Título: O marketing e a fé
Autor: Corrêa, Humberto
Fonte: Valor Econômico, 15/05/2007, Opinião, p. A12

A visita do Sumo Pontífice ao Brasil legitima uma reflexão sobre a redução proporcional do Catolicismo nas últimas três décadas. De acordo com o último Censo Demográfico de 2000, o catolicismo era a filiação religiosa de 73,8% da população brasileira. Trata-se de uma queda de mais de nove pontos percentuais se comparado ao patamar de 83% observado em 1991. O encolhimento do Catolicismo ocorreu, principalmente, em detrimento do avanço das igrejas neopentecostais que, no mesmo período, cresceram de 9% para 15,4% da adesão religiosa. Divulgado recentemente, um estudo da Fundação Getúlio Vargas (FGV) revelou que o número absoluto de católicos permaneceu estável nos últimos três anos, apesar do contínuo avanço absoluto e proporcional dos pentecostais no mesmo período.

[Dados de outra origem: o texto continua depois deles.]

PR #1636, opened 2025-02-18
feat(updater): use upgrade config for Maven version updater

cuixq:
This PR aligns the flags of `update`, especially the `upgrade-config` with `fix` subcommand.

To be able to parse the upgrade config, this PR moves the parsing function to `upgrade` package.

The next step is to make [`comparisonFunctionWithWorkarounds`](https://github.com/google/osv-scanner/blob/e0206dedd17080021b768526f2a6fde635497c25/internal/remediation/override.go#L271) reusable and used in Maven updater as well.


internal/remediation/suggest/maven_test.go
```diff
@@ -382,22 +385,24 @@ func TestSuggestVersion(t *testing.T) {
...
+		requirement string
+		level       upgrade.Level
+		want        string
 	}{
-		{"1.0.0", false, "2.3.4"},
+		{"1.0.0", upgrade.Major, "2.3.4"},
 		// No major updates allowed
-		{"1.0.0", true, "1.2.3"},
+		{"1.0.0", upgrade.Minor, "1.2.3"},
+		// Only allow patch updates
```
cuixq, line 395: this test does not work now due to a  bug in `deps.dev/util/semver` - `1.0.1` is considered to diff from `1.0.0` by minor. I have made https://github.com/google/deps.dev/pull/191 to fix it.

cuixq: this is fixed.

cmd/osv-scanner/update/main.go
```diff
@@ -52,36 +63,58 @@ func Command(stdout, stderr io.Writer, r *reporter.Reporter) *cli.Command {
...
+		switch system {
+		case resolve.Maven:
+			options.Client, err = client.NewMavenRegistryClient(ctx.String("maven-registry"))
+			if err != nil {
+				return nil, err
+			}
+		case resolve.NPM:
+		case resolve.UnknownSystem:
+		default:
+			return nil, fmt.Errorf("native data-source currently unsupported for %s ecosystem", system.String())
```
michaelkedar, line 116: Should these cases be `fallthrough`-ed?

internal/remediation/suggest/maven.go
```diff
@@ -107,7 +113,8 @@ func suggestMavenVersion(ctx context.Context, client resolve.Client, req resolve
 			// Skip versions smaller than the current requirement
 			continue
 		}
-		if _, diff := v.Difference(current); diff == semver.DiffMajor && noMajorUpdates {
+		_, diff := v.Difference(current)
+		if (level == upgrade.Minor && diff == semver.DiffMajor) || (level == upgrade.Patch && (diff == semver.DiffMajor || diff == semver.DiffMinor)) {
```
michaelkedar, line 117: I believe [`if !level.Allows(diff)`](https://github.com/google/osv-scanner/blob/ac5a74c38724001bc93e40e91ec31bfcf45cf0ae/internal/remediation/upgrade/level.go#L17) should work here

cuixq: this is useful!

cmd/osv-scanner/update/main.go
cuixq: done

michaelkedar (approved):

PR #1639, opened 2025-02-18
fix(output): handles cases where a single source contains packages from multiple ecosystems

hogo6002:
Resolves https://github.com/google/osv-scanner/issues/1617

### DIFF
--- a/internal/output/output_result.go
+++ b/internal/output/output_result.go
@@ -45,14 +45,17 @@ type SourceResult struct {
 
 // PackageResult represents the vulnerability scanning results for a package.
 type PackageResult struct {
-	Name             string
+	Name string
+	// OSPackageNames represents the actual installed binary names. This is primarily used for container scanning.
 	OSPackageNames   []string
 	InstalledVersion string
 	FixedVersion     string
-	RegularVulns     []VulnResult
-	HiddenVulns      []VulnResult
-	LayerDetail      PackageContainerInfo
-	VulnCount        VulnCount
+	// RegularVulns includes all vulnerabilities intended for display to users
+	RegularVulns []VulnResult
+	// HiddenVulns includes vulnerabilities that are filtered out for users, such as those deemed unimportant or uncalled.
+	HiddenVulns []VulnResult
+	LayerDetail PackageContainerInfo
+	VulnCount   VulnCount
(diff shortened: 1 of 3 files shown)


another-rex:
Does this change the output for the HTML report as well?

hogo6002:
> Does this change the output for the HTML report as well?

It doesn't need to change HTML code as the struct remains the same.

another-rex:
I meant does this affect the contents of the HTML output

internal/output/output_result.go
```diff
@@ -45,14 +45,17 @@ type SourceResult struct {
...
 	OSPackageNames   []string
 	InstalledVersion string
 	FixedVersion     string
-	RegularVulns     []VulnResult
-	HiddenVulns      []VulnResult
-	LayerDetail      PackageContainerInfo
-	VulnCount        VulnCount
+	// RegularVulns includes all vulnerabilities intended for display to users
+	RegularVulns []VulnResult
+	// HiddenVulns includes vulnerabilities that are filtered out for users, such as those deemed unimportant or uncalled.
```
G-Rath, line 55: I would suggest a phrasing more like this:

```suggestion
	// RegularVulns holds all the vulnerabilities that should be displayed to users
	RegularVulns []VulnResult
	// HiddenVulns holds all the vulnerabilities that should not be displayed to users, such as those deemed unimportant or uncalled.
```

There's two main points in this:
  1. I feel like "includes" is technically an open word, i.e. it could have _other_ vulns too; whereas "holds" feels more closed 
  2. My understanding of these is that they're effectively meant to be the opposite of each other, which is better implied if the description uses similar phrasing

(this can be pretty subjective though, so happy for both or either of these suggestions to be ignored if others disagree 🙂)

G-Rath (approved):

internal/output/output_result.go
hogo6002: [Updated](https://github.com/google/osv-scanner/pull/1639/commits/07ecabf874ea46ee3d0f881e17639ce037be9ba5#diff-8aab87430599a256552970809bea8790d62e02122ceb19293852fcce6214ebb4), thanks!

another-rex (approved):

Recentemente, Dom Odilo Scherer, arcebispo de São Paulo, declarou que a Igreja Católica não está alheia a esse movimento, mas alerta que a fé não pode se render à lógica de mercado que atualmente prevalece no comportamento humano. Sem contestar a supremacia da fé no divino sobre o mundano, uma análise fria do êxodo dos fiéis pode apontar alguns desacertos que o Catolicismo necessita enfrentar para manter a sua hegemonia.

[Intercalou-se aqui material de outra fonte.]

PR #1647, opened 2025-02-19
feat(updater): use version comparison workarounds in Maven updater

cuixq:
This PR applies the Maven version comparison workarounds in the updater. To make the function reusable, moves the version comparison to `internal/utility/maven`.

Also considering that all version strings are parsed to semver first for comparison, this PR pre-parse the versions and store them in a map.

### DIFF
--- a/internal/remediation/override.go
+++ b/internal/remediation/override.go
@@ -5,7 +5,6 @@ import (
 	"errors"
 	"fmt"
 	"slices"
-	"strings"
 
 	"deps.dev/util/resolve"
 	"deps.dev/util/resolve/dep"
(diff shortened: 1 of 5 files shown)


michaelkedar (approved):
Hmm I'm also going to need to copy this into osv-scalibr.
Maybe we should thing about adding this to the deps.dev repo?

cuixq:
I am happy with keeping it here - this sounds like our specific requirements when handling updates. 

does this PR bring any issue for you to move to scalibr?

michaelkedar:
> I am happy with keeping it here - this sounds like our specific requirements when handling updates.
> 
> does this PR bring any issue for you to move to scalibr?

This PR is fine - I just was wondering if we had an opportunity to prevent the duplicated code that'll end up in scalibr.

cuixq:
I see - I think it's a good idea to prevent the duplicated code (especially the Maven ones..) - let me open an issue to track this.

PR #1662, opened 2025-02-25
feat(javareach): Supported nested JARs.

oliverchang:
- Support loading of dependencies from nested JAR files (e.g. BOOT-INF for Spring Boot applications)
- Add flag to enable profiler for debugging performance issues.

### DIFF
--- a/experimental/javareach/jar.go
+++ b/experimental/javareach/jar.go
@@ -257,6 +257,7 @@ func GetMainClasses(manifest io.Reader) ([]string, error) {
 	// Extract the Main-Class specified in MANIFEST.MF:
 	// https://docs.oracle.com/javase/tutorial/deployment/jar/appman.html
 	const mainClass = "Main-Class:"
+	// Spring Boot specific metadata.
 	const startClass = "Start-Class:"
 	markers := []string{mainClass, startClass}
 
--- a/experimental/javareach/jar.go
+++ b/experimental/javareach/jar.go
@@ -253,22 +253,33 @@ func (f *DefaultPackageFinder) Classes(artifact string) ([]string, error) {
 }
 
 // GetMainClass extracts the main class name from the MANIFEST.MF file in a .jar.
-func GetMainClass(manifest io.Reader) (string, error) {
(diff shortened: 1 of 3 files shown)


experimental/javareach/jar.go
```diff
@@ -158,22 +253,33 @@ func (f *DefaultPackageFinder) Classes(artifact string) ([]string, error) {
 }
 
 // GetMainClass extracts the main class name from the MANIFEST.MF file in a .jar.
-func GetMainClass(manifest io.Reader) (string, error) {
+func GetMainClasses(manifest io.Reader) ([]string, error) {
 	// Extract the Main-Class specified in MANIFEST.MF:
 	// https://docs.oracle.com/javase/tutorial/deployment/jar/appman.html
 	const mainClass = "Main-Class:"
+	const startClass = "Start-Class:"
```
cuixq, line 260: is there documentation about this? the above docs does not say anything about `Start-Class`

experimental/javareach/reachable.go
```diff
@@ -63,22 +89,89 @@ func (r *ReachabilityEnumerator) EnumerateReachability(roots []*ClassFile) (*Rea
...
+		}
+		r.loadedJARs[jarPath] = zipr
 	}
-	classFile, err := os.Open(classFilepath)
+
+	zipr := r.loadedJARs[jarPath]
+	class, err := zipr.Open(className + ".class")
 	if err != nil {
+		if os.IsNotExist(err) {
+			// class not found in this .jar. not an error.
```
cuixq, line 116: is this the expected behaviour?

cuixq (approved):

experimental/javareach/jar.go
oliverchang: I can't find any public documentation, as it seems to be an implementation detail of spring boot. i'll add a comment.

experimental/javareach/reachable.go
oliverchang: yes, this is just needed for searching through classpaths for the relevant class. if it doesn't exist, we move on to searching the next one.

PR #1666, opened 2025-02-26
feat: replace custom `reporter` package with `slog`

G-Rath:
Our custom `reporter` package has served us well, but it's annoying to have to pass it through to every function especially when you're using the libraries, so this switches us over to using `slog` which uses the global default logger - the notable downside with this is as a global tests that depend on logging output cannot be run in parallel, but that shouldn't be a big deal for downstream consumers as they should be depending on the structured data returned by package functions (i.e. our packages only log information that could be useful for a human to debug stuff).

This downside does impact our CLI test suite since that currently _does_ depend on that logging output as part of feedback - for now I've just "fixed" this by removing `t.Parallel` from our CLI tests, which makes them take a lot longer but should make this landable straightaway, after which we'll be free to chop and change what we like since we'll have gotten rid of the public `reporter` package and log output is not covered by semver.

I've already got a few ideas following on from this on how we might be able to speed our CLI tests back up, starting with attempting to chop the tests up into actual small packages, since Go supports running package tests in parallel regardless of their dependency on globals.

---

I do still need to give this a manual review, but I believe the primary thing left before this could be landed (warts or not) is to ensure when we're outputting JSON all other output goes to `stderr`


cmd/osv-scanner/fix/output.go
```diff
@@ -62,63 +62,38 @@ type errorOutput struct {
...
-func (r *outputReporter) PrintResult(*models.VulnerabilityResults) error {
-	panic("not implemented")
+	return outputText(opts.Stdout, outputResult)
 }
 
-func outputText(w io.Writer, out fixOutput) error {
+func outputText(_ io.Writer, out fixOutput) error {
 	if len(out.Errors) > 0 {
-		fmt.Fprintf(w, "WARNING: encountered %d errors during dependency resolution:\n", len(out.Errors))
+		slog.Warn(fmt.Sprintf("WARNING: encountered %d errors during dependency resolution:\n", len(out.Errors)))
```
another-rex, line 75: I don't think we need any of the new lines now right? Though we might want to do that pass in a followup PR.

another-rex: Also, does this need Sprintf? I'm pretty sure we can just add args directly. This way slog can separate it out later as well if needed, rather than having an opaque string.

G-Rath: I'm not sure what you mean by "the new lines", but re needing `Sprintf`, yes I believe we should be able to do that but I'm keen to do it as a follow-up because this PR is already quite large and it shouldn't be a breaking change to action that whereas it is a breaking change to change our public function signatures.

fwiw, my current thinking is that this change overall further emphasises that we've really got two things: stand-alone libraries, and CLIs that happen to use those libraries and live in the same repo; the libraries should always be using plain structure-based `slog` for their logging, whereas the CLIs are where we handle nice output (and potentially even should almost never use `slog`?).

What I'm not immediately sure of is if our current implementation within some of the libraries work well with that, and how we want to handle that effectively e.g. the `internal/config` package outputs a "human" warning when there's duplicates - since that's actually a library, that should be a structured `slog` call which somewhere in the CLI we turn into the current "human" output.

Related, this is also why I've not bothered doing anything about prefixes - we've got a few different variations of how we structure logs for warnings and errors, such as with `cmd/osv-scanner/fix` here where they all seem to get prefixed with `WARNING:`, while elsewhere we use `warning`, and etc; now with `slog` that is reflected properly by the log level which will get included in the output in some cases already.

tl;dr my focus for this PR is to get the breaking change(s) done, so we can then deal with further improvements as quickly or slowly as we like without typing up other stuff

another-rex: That makes sense, by "the new lines" I mean the `\n` at the end of all of these sprintf's

I think those can be removed as part of this PR, as every log entry has them and we have to remove all of them anyway at some point.

G-Rath: > by "the new lines" I mean the \n at the end of all of these sprintf's

Right - are you meaning as in remove them from the strings, and handle them in the logging?

Reviewing the newline situation is one of the next things on my list after I've got it working, as it doesn't look like things are consistent and I'm not sure what the convention should be e.g. I'm pretty sure some of `osv-scalibr`s logs self-endline, but "Starting filesystem walk for root:" (or maybe its the "End status":) one doesn't which is why we've got a bunch of "<removed><removed><removed>..." lines.

So by extension I'm not sure if we can "just" stick a newline at the end of everything - but then again, it might actually be enough to just ensure there's always at least one newline at the end? Either way, this is why I'm ignoring it until after I've "gotten it working"😄

G-Rath:
... and there we go: completely moved off the public `reporter` package without any changes to the snapshots or cli behaviour 🎉

There are definitely ways that this can (and should) be improved which I've already got some ideas for that I'll start working on next, but I think I'll do _all_ of them as follow-ups since this should be the primarily (and hopefully only) breaking change that needs to be included in v2 specifically, and this PR is already very big.

Currently on my list:
  - review newline handling (though I think actually we should maybe leave newlines to the caller, otherwise we'll always have to ensure everything is single-lined...)
  - review logs in regard to having their level manually prefixed (we shouldn't do that I think in most cases)
  - review if it's appropriate to be using `slog` in `cmd` packages (it might be a bit nicer in some of those to just output?)
  - cleanup the `clilogger` "global" functions (I'd like to avoid the multiple doubled up functions)
  - cleanup `internal/reporter/verbosity.go` (we don't need the aliased type now)
  - consider renaming and merging `clilogger`, `output`, and `reporter` packages
    - I think they could be a single package now? though `output` is quite large, but `reporter` can definitely be merged with one of the other two
    - we could prefix all three with `cli` or `cmd` to group them, or maybe it'd be enough to just move them to `cmd/internal`?
  - (otherwise) see if we can avoid having to access `clilogger.HasErrored` in `output` package
  - look into switching the library packages into outputting actual structured logs, and then having the CLI side of things handle turning said structured records into "human" output lines
  - consider switching from "cli" to "cmd" (to match root level namespace), and likewise moving package into `cmd/internal` or similar
  - consider adding a `verbosity` flag to the other commands
  - consider if we want to introduce our own internal `logger` package, similar to `osv-scalibr` (it might be useful for managing our output vs external package output - by default, its global logger would be global `slog` one)

@another-rex let me know if you've got any thoughts on the above, or have anything to add to that list

G-Rath:
Also, this should be landed after https://github.com/google/osv-scanner/pull/1686 I think

cmd/osv-scanner/fix/output.go
another-rex: > Right - are you meaning as in remove them from the strings, and handle them in the logging?

No as in each log entry from slog already comes with a new line right? Then we don't also need to stick a newline at the end of the string, causing double new lines.

G-Rath: > No as in each log entry from slog already comes with a new line right?

hmm I didn't think it did, but easily double checked

another-rex (approved):
Looking great! It looks like the tests "only" took 4 minutes on ubuntu? That's surprisingly fast all things considered.

cmd/osv-scanner/fix/output.go
G-Rath: ok so it turns out the answer is a mix of both, sort of - `slog` itself doesn't do anything, the output is the responsibility of the logger.

In the case of `TextHandler`, it _escapes_ messages so that they're compatible with JSON, and outputs each log on its own line:

image

https://go.dev/play/p/xReNbtzltWX

So yes we should remove the newlines from our `slog` calls, and then add them back in our custom logger, but also no it does not result in a double newline 😄

(this also means `osv-scalibr` should not include newlines in its logs, which I believe it is already doing in most cases)

another-rex: Thanks!

spencerschrock:
Browsing patch notes as I make the migration to v2 and saw this PR.

> the notable downside with this is as a global tests that depend on logging output cannot be run in parallel

FYI @G-Rath, [a proposal ](https://www.github.com/golang/go/issues/59928)(marked as likely accept) could help with this in a future Go version.

G-Rath:
@spencerschrock unfortunately I don't think that proposal will help - if I understand correctly, it's about the output from tests being printed which can get messy especially when tests are run in parallel, whereas our issue is that we're using a global and `t.Parallel` works by using goroutines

O marketing, pensado como uma ferramenta de gestão, postula quatro grandes dimensões que abarcam praticamente a totalidade dos procedimentos necessários para gerir uma unidade de negócio. São elas: o produto, a sua promoção e distribuição, além do seu preço. E uma Igreja - não a fé - igualmente pode ter a sua atuação analisada sob esse prisma.

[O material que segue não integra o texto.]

PR #1668, opened 2025-02-26
feat: move transitive scanning flags from experimental

cuixq:
This PR moves a few transitive scanning flags from experimental and aligns with `fix`:
 - `experimental-no-resolve` -> `no-resolve`
 - `experimental-resolution-data-source` -> `data-source`
 - `experimental-maven-registry` -> `maven-registry`

### DIFF
--- a/cmd/osv-scanner/fix/main.go
+++ b/cmd/osv-scanner/fix/main.go
@@ -58,8 +58,8 @@ type osvFixOptions struct {
 func Command(stdout, stderr io.Writer, r *reporter.Reporter) *cli.Command {
 	return &cli.Command{
 		Name:        "fix",
-		Usage:       "scans a manifest and/or lockfile for vulnerabilities and suggests changes for remediating them",
-		Description: "scans a manifest and/or lockfile for vulnerabilities and suggests changes for remediating them",
+		Usage:       "[EXPERIMENTAL] scans a manifest and/or lockfile for vulnerabilities and suggests changes for remediating them",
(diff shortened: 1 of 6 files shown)


cmd/osv-scanner/fix/main.go
```diff
@@ -58,8 +58,8 @@ type osvFixOptions struct {
 func Command(stdout, stderr io.Writer, r *reporter.Reporter) *cli.Command {
 	return &cli.Command{
 		Name:        "fix",
-		Usage:       "[EXPERIMENTAL] scans a manifest and/or lockfile for vulnerabilities and suggests changes for remediating them",
-		Description: "[EXPERIMENTAL] scans a manifest and/or lockfile for vulnerabilities and suggests changes for remediating them",
+		Usage:       "scans a manifest and/or lockfile for vulnerabilities and suggests changes for remediating them",
```
hogo6002, line 61: Do we want to move guided remediation out of experimental?

cuixq: yes I would like to - added @michaelkedar to review.

cuixq: actually I am making another CL to make non-interactive mode the default and will move this over there.

cmd/osv-scanner/scan/source/main.go
```diff
@@ -55,7 +55,7 @@ var projectScanFlags = []cli.Flag{
 
 var projectScanExperimentalFlags = []cli.Flag{
```
hogo6002, line 56: it seems we don't need this variable anymore. We can just move these two into the `projectScanFlags`.

hogo6002 (approved):

PR #1670, opened 2025-02-26
feat: make non-interactive the default mode of guided remediation

cuixq:
This PR makes non-interactive the default mode for guided remediation:
 - adds `--interactive` flag for the interactive mode;
 - deprecates `--non-interactive` flag;
 - updates tests and docs accordingly.

Also moves guided remediation from experimental.


cmd/osv-scanner/fix/main.go
```diff
@@ -89,12 +89,22 @@ func Command(stdout, stderr io.Writer, r *reporter.Reporter) *cli.Command {
 				Name:  "maven-registry",
 				Usage: "URL of the default Maven registry to fetch metadata",
 			},
-
 			&cli.BoolFlag{
 				Name:  "non-interactive",
-				Usage: "run in the non-interactive mode",
+				Usage: "[DEPRECATED] run in the non-interactive mode",
 				Value: !term.IsTerminal(int(os.Stdin.Fd())), // Default to non-interactive if not being run in a terminal
```
michaelkedar, line 95: This flag doesn't actually do anything now, does it?
Maybe make it `Hidden`, and set the `Value` to true.

docs/guided-remediation.md
michaelkedar, line 1: Maybe we should add `--interactive` to the Remediation Flags section?

michaelkedar (approved):

Issue #1652, opened 2025-02-21
Add Ubuntu JSON tests


hogo6002:
Same as https://github.com/google/osv-scanner/pull/1604

PR #1678, opened 2025-02-27
feat: add test for Ubuntu images

hogo6002:
Resolves https://github.com/google/osv-scanner/issues/1652


internal/image/fixtures/test-ubuntu.Dockerfile
```diff
@@ -0,0 +1 @@
+FROM ubuntu:22.04@sha256:ed1544e454989078f5dec1bfdabd8c5cc9c48e0705d07b678ab6ae3fb61952d2
```
another-rex, line 1: Can we pick a slim image to reduce the number of packages?

hogo6002: I don't see ubuntu has official slim images, but this one is not big, only 28mb similar size to Debian slim.

another-rex (approved):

O "produto" de uma religião é o conjunto de dogmas e doutrinas que conduzirão o fiel à comunhão com Deus. Até certo ponto, essas regras podem ser flexibilizadas, não obstante seja inconteste que uma religião não conseguirá sobreviver por muito tempo se modificar freqüentemente os seus princípios. Por essa razão, o Catolicismo tende a se atualizar em correntes. A Renovação Carismática, por exemplo, busca uma nova abordagem para a evangelização, além da renovação de algumas práticas do misticismo católico. Já as Católicas pelo Direito de Decidir defendem pontos rechaçados pela religião. E, a despeito de perturbarem os setores mais conservadores da Igreja, as novas tendências cumprem o papel de oxigenar o Catolicismo, ao mesmo tempo em que não possuem o poder para descaracterizá-lo em seu núcleo duro.

Em verdade, as demandas por modificações não traduziriam inquietações para a Igreja Católica, caso não fosse ela uma doutrina milenar. Com efeito, se surgisse hoje, o Catolicismo estaria em maior sintonia com as demandas sociais contemporâneas. E é por essa mesma razão que uma nova igreja não precisa atualizar seus princípios, pois não há o que ser modernizado em algo recém-criado. Assim, em virtude do peso da sua tradição, o Catolicismo chega aos seus fiéis de uma forma holística, enquanto as igrejas protestantes possuem a liberdade - que praticam - para segmentar o atendimento do seu rebanho por problemas específicos. Os neopentecostais, por exemplo, costumam dedicar determinados dias da semana para tratar questões relacionadas com o amor, família, prosperidade etc. Em suma, formulam "produtos" sob medida para a demanda dos seus seguidores. Dom Odílio classifica esse tipo de atendimento como a lógica perversa "da praça da grande oferta, onde existem muitos produtos onde cada um escolhe, ao seu bel prazer, aquele que mais lhe agrada". Mas o que pode ser mais parecido com esse procedimento do que a urgência que aflige o homem do século XXI?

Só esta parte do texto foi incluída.